Successful Use of Machine Learning to Identify Jim Crow Laws
Machine learning and subject experts identified 905 Jim Crow laws enacted between Reconstruction and the Civil Rights Movement.
It is unlikely that this is a comprehensive listing of all Jim Crow laws- a conservative cutoff point was chosen to minimize false positives (non-Jim Crow laws identified incorrectly as Jim Crow laws). A subset of the laws returned by the machine learning model was reviewed by an expert. We estimate that 10% of the laws identified as Jim Crow laws are false positives.
The project created two text corpora (structured textual datasets) for historical research: one comprised of all North Carolina session laws from 1866-1967, and one of all laws during the period that were identified as those likely to be Jim Crow laws. The corpora were created by performing OCR on images from the Internet Archive.
The main corpus contains 96 volumes, made up of 53,515 chapters and 297,790 sections.
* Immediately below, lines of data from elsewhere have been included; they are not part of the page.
PR #2589, opened 2026-05-26
Upgrade to stable dependencies.

fnando:
### What

Upgrades workspace dependencies to their stable releases: `stellar-xdr` to `26.0.1`, `stellar-strkey` to `0.0.16`, the `soroban-*` crates (`soroban-spec`, `soroban-spec-rust`, `soroban-sdk`, `soroban-env-host`, `soroban-token-sdk`, `stellar-asset-spec`, `soroban-ledger-snapshot`) to `26.0.0`, and `stellar-rpc-client` to `26.0.0`. Adapts call sites for two breaking API changes: `stellar-strkey`'s inherent `to_string()` now returns `heapless::String<N>`, so call sites that need `std::string::String` use `format!("{x}")` to go through `Display`; and `soroban-spec-rust::generate_without_file` now returns `Result<TokenStream, GenerateError>`, propagated via `?` with a new variant on the local error enum.

### Why

Move the workspace off pre-release/RC versions onto the stable releases.

### Known limitations

N/A

### DIFF
--- a/Cargo.lock
+++ b/Cargo.lock
@@ -1194,7 +1194,7 @@ version = "3.0.0"
 source = "registry+https://github.com/rust-lang/crates.io-index"
 checksum = "fde0e0ec90c9dfb3b4b1a0891a7dcd0e2bffde2f7efed5fe7c9bb00e5bfb915e"
 dependencies = [
- "windows-sys 0.48.0",
+ "windows-sys 0.59.0",
 ]
 
 [[package]]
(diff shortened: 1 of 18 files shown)


leighmcculloch (approved):
Fyi most of the strkey changes are going to break in the next release of that lib due to large changes made to the APIs, the existing usage may be easier to change, maybe.

fnando:
@leighmcculloch that's fine for now. We just released stellar-rpc-client using that same version, so we can revisit when the time comes. :)

PR #2605, opened 2026-06-04
Build Docker images from source instead of downloading binaries.

fnando:
### What

Build the `stellar/stellar-cli` Docker image from source via `cargo install` inside the Dockerfile, and produce a multi-arch image by building each architecture on its own native runner before merging them into a single manifest.

The `docker.yml` workflow now runs a matrix `build` job — `linux/amd64` on `ubuntu-latest` and `linux/arm64` on `ubuntu-24.04-arm` — that pushes each platform image by digest, then a `merge` job assembles those digests into one manifest list (`docker buildx imagetools create`) under the computed tags. QEMU emulation is no longer used.

### Why

The current Docker image is broken (see https://github.com/stellar/stellar-cli-docker/issues/16). The move to building the CLI from source means the image is compiled during the Docker build rather than copied in from a prebuilt binary. Compiling under QEMU emulation for a foreign architecture is prohibitively slow, so each architecture is built on a matching native runner and the results are combined into a single multi-arch manifest at publish time.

OCR output was split into chapters and sections so individual laws (sections) could be classified. Metadata were created for each volume, chapter, and section, adding value to the data set and allowing it to be used in new ways (like our searchable laws database).
Segmenting the OCR results into chapters and sections was a significant effort: initially, 27,327 chapter/section split errors were identified. 89.7% of the errors were corrected.
Jim Crow Law Training Set
Drawing on the expertise of scholars, a training set was built to train the machine learning model how to identify Jim Crow laws. Because states often borrow ideas for laws from other states, the training set developed for On the Books may be useful for identifying Jim Crow laws from other states.
Methodology for Improving Images for Large-Scale OCR
Prior to OCR, image adjustments were made to a sample of images from each volume, to determine which adjustments would improve OCR. Ultimately, we found that Tesseract-OCR performed quite well on the original images. Image adjustments improved readability very little (0.1%).
Methodology for OCR Quality Assessment
OCR accuracy is often overlooked. For this project, we developed a methodology to quantify OCR quality. OCR quality was assessed at both the page level and at the word level. Based on our assessment, the words in the corpus were OCR’d correctly 83.76% of the time, and we expect that at least 94% of the pages do not have significant OCR errors. Poor OCR quality was identified for pages with text in tabular format, and for numbers (especially 3’s and 8’s).